DATA RECORDS ->
━━━━━━
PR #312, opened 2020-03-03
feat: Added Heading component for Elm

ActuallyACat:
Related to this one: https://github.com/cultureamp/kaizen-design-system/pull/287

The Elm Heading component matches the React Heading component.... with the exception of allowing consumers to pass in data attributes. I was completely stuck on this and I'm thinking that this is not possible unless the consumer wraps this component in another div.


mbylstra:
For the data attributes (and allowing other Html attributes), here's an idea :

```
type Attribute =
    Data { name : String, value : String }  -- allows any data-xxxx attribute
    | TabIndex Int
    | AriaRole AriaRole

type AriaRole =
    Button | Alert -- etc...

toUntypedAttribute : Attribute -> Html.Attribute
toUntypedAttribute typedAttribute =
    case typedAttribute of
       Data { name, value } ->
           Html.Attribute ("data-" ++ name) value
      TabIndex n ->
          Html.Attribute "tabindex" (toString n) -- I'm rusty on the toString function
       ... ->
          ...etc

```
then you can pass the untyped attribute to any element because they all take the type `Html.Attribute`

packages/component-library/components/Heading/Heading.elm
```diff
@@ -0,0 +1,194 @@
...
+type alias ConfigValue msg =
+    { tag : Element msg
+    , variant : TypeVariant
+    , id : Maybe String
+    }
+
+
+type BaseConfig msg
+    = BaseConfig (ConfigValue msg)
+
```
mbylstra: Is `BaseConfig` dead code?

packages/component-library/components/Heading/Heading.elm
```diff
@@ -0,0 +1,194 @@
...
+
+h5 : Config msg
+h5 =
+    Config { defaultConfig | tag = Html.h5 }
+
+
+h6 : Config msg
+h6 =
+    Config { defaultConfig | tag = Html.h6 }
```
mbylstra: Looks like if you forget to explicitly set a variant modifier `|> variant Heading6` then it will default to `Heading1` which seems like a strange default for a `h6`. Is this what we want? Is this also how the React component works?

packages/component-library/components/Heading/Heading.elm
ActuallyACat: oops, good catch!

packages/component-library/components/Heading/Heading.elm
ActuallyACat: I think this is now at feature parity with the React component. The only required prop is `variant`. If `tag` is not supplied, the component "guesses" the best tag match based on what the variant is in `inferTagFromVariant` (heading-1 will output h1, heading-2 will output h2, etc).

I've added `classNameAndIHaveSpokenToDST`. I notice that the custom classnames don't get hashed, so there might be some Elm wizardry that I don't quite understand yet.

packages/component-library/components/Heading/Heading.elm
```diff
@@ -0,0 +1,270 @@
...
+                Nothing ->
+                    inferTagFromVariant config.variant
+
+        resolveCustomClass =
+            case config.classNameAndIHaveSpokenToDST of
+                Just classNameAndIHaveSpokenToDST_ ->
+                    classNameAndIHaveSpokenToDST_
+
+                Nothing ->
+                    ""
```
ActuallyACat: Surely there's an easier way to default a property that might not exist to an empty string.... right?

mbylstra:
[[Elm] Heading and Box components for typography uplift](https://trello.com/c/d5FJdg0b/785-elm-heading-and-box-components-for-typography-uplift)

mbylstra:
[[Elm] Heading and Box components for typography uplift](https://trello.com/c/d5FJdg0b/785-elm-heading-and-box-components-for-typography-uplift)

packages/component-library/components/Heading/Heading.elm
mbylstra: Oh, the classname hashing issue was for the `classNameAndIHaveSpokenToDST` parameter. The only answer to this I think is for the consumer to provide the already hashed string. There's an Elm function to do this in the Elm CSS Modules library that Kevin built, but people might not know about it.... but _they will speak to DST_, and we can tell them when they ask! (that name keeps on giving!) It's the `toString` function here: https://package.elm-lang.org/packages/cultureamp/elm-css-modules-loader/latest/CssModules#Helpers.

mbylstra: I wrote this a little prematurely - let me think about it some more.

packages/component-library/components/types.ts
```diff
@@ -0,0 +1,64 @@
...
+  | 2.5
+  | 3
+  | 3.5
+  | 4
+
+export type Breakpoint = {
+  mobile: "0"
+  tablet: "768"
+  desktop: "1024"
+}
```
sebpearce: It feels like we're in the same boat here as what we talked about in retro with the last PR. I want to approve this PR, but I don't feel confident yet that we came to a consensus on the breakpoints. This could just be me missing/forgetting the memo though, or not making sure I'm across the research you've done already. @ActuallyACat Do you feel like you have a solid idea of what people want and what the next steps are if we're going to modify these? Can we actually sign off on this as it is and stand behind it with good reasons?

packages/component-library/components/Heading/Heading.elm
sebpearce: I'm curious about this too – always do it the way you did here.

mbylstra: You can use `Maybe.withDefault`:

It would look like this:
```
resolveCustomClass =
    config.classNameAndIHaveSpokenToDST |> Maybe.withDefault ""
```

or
━━━━━━
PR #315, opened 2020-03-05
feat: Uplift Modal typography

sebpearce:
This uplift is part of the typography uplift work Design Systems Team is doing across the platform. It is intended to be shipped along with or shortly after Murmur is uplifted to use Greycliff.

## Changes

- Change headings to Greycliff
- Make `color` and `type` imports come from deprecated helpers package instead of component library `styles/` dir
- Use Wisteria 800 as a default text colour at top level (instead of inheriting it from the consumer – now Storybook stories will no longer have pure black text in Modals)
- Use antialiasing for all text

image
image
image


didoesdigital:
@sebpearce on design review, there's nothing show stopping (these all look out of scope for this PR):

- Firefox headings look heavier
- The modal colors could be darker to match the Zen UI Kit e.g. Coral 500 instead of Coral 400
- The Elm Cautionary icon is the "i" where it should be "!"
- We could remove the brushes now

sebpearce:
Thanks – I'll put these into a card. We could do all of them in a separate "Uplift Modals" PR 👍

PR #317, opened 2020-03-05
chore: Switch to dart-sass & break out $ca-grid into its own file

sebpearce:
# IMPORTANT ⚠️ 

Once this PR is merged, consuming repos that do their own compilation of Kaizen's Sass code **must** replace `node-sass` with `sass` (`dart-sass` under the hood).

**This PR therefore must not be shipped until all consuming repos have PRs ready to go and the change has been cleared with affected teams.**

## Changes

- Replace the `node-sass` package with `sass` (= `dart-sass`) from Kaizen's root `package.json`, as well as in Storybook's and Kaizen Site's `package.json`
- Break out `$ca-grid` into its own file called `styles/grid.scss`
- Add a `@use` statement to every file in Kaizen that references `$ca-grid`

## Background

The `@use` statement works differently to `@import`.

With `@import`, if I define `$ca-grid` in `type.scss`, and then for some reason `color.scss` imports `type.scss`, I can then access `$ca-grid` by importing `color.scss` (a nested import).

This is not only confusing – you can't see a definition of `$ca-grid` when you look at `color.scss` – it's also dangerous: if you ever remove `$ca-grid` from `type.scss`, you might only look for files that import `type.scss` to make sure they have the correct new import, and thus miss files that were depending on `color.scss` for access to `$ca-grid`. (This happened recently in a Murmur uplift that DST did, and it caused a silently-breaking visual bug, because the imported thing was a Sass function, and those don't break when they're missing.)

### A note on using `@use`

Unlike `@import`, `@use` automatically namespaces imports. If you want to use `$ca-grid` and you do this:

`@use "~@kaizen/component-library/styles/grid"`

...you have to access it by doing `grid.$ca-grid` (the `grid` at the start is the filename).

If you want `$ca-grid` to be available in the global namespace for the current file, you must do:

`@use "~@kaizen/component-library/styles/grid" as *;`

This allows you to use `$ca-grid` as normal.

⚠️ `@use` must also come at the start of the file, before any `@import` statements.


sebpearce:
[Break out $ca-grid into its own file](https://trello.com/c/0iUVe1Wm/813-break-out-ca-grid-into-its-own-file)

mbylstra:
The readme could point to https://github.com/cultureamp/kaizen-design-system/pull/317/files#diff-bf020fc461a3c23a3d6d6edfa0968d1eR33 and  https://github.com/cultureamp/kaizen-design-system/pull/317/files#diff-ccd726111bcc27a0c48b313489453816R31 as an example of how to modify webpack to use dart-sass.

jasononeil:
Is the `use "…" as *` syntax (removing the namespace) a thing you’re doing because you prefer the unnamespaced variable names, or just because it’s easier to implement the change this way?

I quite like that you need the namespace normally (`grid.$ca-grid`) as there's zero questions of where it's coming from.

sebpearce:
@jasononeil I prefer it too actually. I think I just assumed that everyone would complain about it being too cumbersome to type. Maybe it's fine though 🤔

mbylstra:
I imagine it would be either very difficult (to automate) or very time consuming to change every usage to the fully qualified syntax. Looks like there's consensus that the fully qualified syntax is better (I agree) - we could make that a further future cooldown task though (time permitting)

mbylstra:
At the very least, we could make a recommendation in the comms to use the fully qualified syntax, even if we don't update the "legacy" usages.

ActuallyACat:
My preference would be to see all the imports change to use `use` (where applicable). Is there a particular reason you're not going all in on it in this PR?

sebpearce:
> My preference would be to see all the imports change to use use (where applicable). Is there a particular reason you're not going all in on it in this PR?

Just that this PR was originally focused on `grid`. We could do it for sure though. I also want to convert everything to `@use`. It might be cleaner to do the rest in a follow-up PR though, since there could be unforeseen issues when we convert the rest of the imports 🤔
━━━━━━
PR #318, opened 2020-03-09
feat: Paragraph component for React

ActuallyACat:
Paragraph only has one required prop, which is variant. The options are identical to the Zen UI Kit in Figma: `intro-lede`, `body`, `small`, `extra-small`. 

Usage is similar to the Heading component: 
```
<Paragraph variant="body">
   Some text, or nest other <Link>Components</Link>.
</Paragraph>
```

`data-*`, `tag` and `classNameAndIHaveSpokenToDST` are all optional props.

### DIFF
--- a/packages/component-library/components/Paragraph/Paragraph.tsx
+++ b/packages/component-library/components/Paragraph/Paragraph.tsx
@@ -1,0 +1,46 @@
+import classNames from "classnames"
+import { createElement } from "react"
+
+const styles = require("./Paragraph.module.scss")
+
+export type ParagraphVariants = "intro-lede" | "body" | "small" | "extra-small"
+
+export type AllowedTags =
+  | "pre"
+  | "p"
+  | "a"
━━━━━━
TASK OBJECTIVE ->
After reading through the records, count the lines that hold the string "would" and give only the count.

YOUR RESPONSE ->
5